Um maturations-abhängige Unterschiede in der Expression von basischem Myelinprotein (MBP) und Myelin-assoziiertem Glycoprotein (MAG, beide von Boehringer Mannheim, Germany) zu erfassen, wurden Wistar Ratten unterschiedlicher postnataler Zeitstadien verwendet (P0, P10, P15, P30, P60). Die Tiere wurden tief anästhesiert (siehe unter 3.1) und transkardial mit 10-50 ml PBS langsam perfundiert, gefolgt von 80-200 ml PFA (4 %, mit 15 % Pikrinsäure). Perfundierte Hirne wurden aus der Kalotte freipräpariert und über Nacht bei +4°C im gleichen Fixativ nachfixiert. Horizontale Schnitte von 80 µm Dicke wurden mit einem Vibratom (Series 1000, Technical Products Int., Inc.) geschnitten und in 0,1 M PBS aufgesammelt. Die Schnitte wurden mit 0,6 % H₂O₂ für 30 min inkubiert zur Inhibition der endogenen Peroxidase. Konsecutive Schnitte wurden alternativ mit Anti-MBP (1:500 verdünnt in 0,1 M PBS mit 1 % NHS, 0,1 % NaN₃ und 0,1 % Triton) und Anti-MAG (1:10 verdünnt im selben Puffer) für 48 hr bei +4°C inkubiert. Nach fünfmaligen Waschen mit 0,1 M PBS à 15 min folgte die Inkubation mit dem biotinylierten Anti-Maus IgG (Vector Laboratories, 1:250 verdünnt in 0,1 M PBS) für 2 hr bei Raumtemperatur. Nach fünfmaligen Waschen mit 0,1 M PBS à 15 min folgte die Inkubation mit dem Avidiv-Biotin Peroxidasekomplex im Dunkeln für 2 hr bei Raumtemperatur (Vectastain ABC Elite-Kit, 1:500 verdünnt in 0,1 M PBS). Die Immunreaktivität wurde mit dem Chromogen Diaminobenzidin (DAB) visualisiert (0,07 % DAB mit 0,001 % H₂O₂ in 0,1 M PBS für 10 min). Anschließend wurden die Schnitte auf gelantinebeschichteten Objektträgern gezogen, dehydriert in Ethanol und mit Entellan (Merk) eingedeckelt.

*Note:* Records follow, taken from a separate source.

PR #933, opened 2020-07-03
Feature/simpler openapi importing

anz-gordonj7:
Rewrites the swagger/openapi importer to be much simpler! will automatically convert importer swagger2 -> openapi3 references correctly.

This version creates far fewer alias -> string types which should improve the sysl clarity (may cause some breakages but should be minor).

edit: The openapi.go change is basically a re-write, dont bother looking at the diff, just look at the new file version


pkg/importer/openapi.go
```diff
@@ -3,105 +3,150 @@ package importer
...
-	types         TypeList
-	// intermediateTypes is a temporary list which places the type is in parsing process still.
-	// It can help to support circular dependency, like type A has an array contains type A itself.
-	intermediateTypes TypeList
-	swaggerRoot       string
-	globalParams      Parameters
-}
-
-func (l *OpenAPI3Importer) Load(input string) (string, error) {
+func NewOpenAPILoader(logger *logrus.Logger, fs afero.Fs) *openapi3.SwaggerLoader {
```
cuminandpaprika, line 28: nit: it seems NewOpenAPILoader isn't used outside the `import` package, should it be public or should it be made private to encourage the use of the `NewOpenAPIV3Importer` API

pkg/importer/swagger.go
```diff
@@ -83,6 +80,23 @@ func convertToOpenAPI3(data []byte) (*openapi3.Swagger, string, error) {
...
+			"#/parameters/", "#/components/parameters/",
+		)
+		oa3replaced := replacer.Replace(string(oa3text))
+		_ = json.Unmarshal([]byte(oa3replaced), &openapiv3) //nolint: errcheck // we dont care about the error here
+	}
+
+	err = loader.ResolveRefsIn(openapiv3, uri)
+	if err != nil {
+		return nil, "", err
+	}
```
nofun97, line 99:
```suggestion
	if err = loader.ResolveRefsIn(openapiv3, uri); err != nil {
		return nil, "", err
	}
```

pkg/importer/tests-openapi/nested-types.sysl
```diff
@@ -21,38 +21,29 @@ testapp "Fruit API" [package="package_foo"]:
             @json_tag = "veggies"
 
     !type Details:
-        month <: Details_month?:
+        month <: string?:
```
nofun97, line 24: probably out of scope but looking at the openapi spec, it seems like this is supposed to be an enum https://github.com/anz-bank/sysl/blob/master/pkg/importer/tests-openapi/nested-types.yaml#L59

pkg/importer/tests-openapi/nested-types.sysl
```diff
@@ -21,38 +21,29 @@ testapp "Fruit API" [package="package_foo"]:
...
             @json_tag = "transDet"
 
-    !alias Details_month:
-        string
-
     !type Fruit:
         details <: sequence of Details?:
             @json_tag = "details"
-        entity <: Fruit_entity?:
+        entity <: string?:
```
nofun97, line 34: ditto

pkg/importer/tests-openapi/nested-types.sysl
```diff
@@ -21,38 +21,29 @@ testapp "Fruit API" [package="package_foo"]:
...
             @json_tag = "name"
 
-    !alias Fruit_entity:
-        string
-
     !type Veggies:
         details <: sequence of Details?:
             @json_tag = "details"
-        entity <: Veggies_entity?:
+        entity <: string?:
```
nofun97, line 44: ditto

pkg/importer/tests-swagger/enums.sysl
```diff
@@ -15,12 +15,9 @@ testapp "foo" [package="package_foo"]:
     !type Attachment:
         data <: string:
             @json_tag = "data"
-        type <: Attachment_type:
+        type <: string:
```
nofun97, line 18: ditto

pkg/importer/tests-swagger/overwrite-header.sysl
```diff
@@ -12,12 +12,9 @@ testapp "Sample API" [package="package_foo"]:
         | API description in Markdown.
 
     /users/{id<:int}:
-        GET (metadata <: _param_metadata [~header, ~required, name="metadata"]):
+        GET (metadata <: string [~header, ~required, name="metadata"]):
```
nofun97, line 15: ditto

pkg/importer/tests-swagger/param-array.sysl
```diff
@@ -9,7 +9,7 @@ testapp "Simple" [package="package_foo"]:
         | No description.
 
     /simple:
-        PUT (DocumentRequest <: Document [mediatype="application/json", ~body]):
+        PUT (DocumentRequest <: DocumentRequest [mediatype="application/json", ~body]):
```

Die Untersuchungen von in vivo, d.h. noch laufenden Experimenten wurde mit Hilfe des inversen Mikroskops Olympus IX 70, alle anderen Untersuchungen mit dem Zeiss Axioplan durchgeführt. Die Dokumentation erfolgte mittels der Sensicam (PCO, 12 bit cooled imaging) bzw. mit der Fotokamera MC100. Folgende Filtersätze wurden verwendet: U-MNIBA narrow-band für FITC Fluoreszenz, U-MWIG für TRITC Fluoreszenz. Digitale Bilder oder eingescannte Fotoabzüge wurden in CorelDraw zusammengefasst und beschriftet. Eine digitale Bildbearbeitung im Sinne von Verstärkung von Kontrast und/oder Intensität fand nicht statt.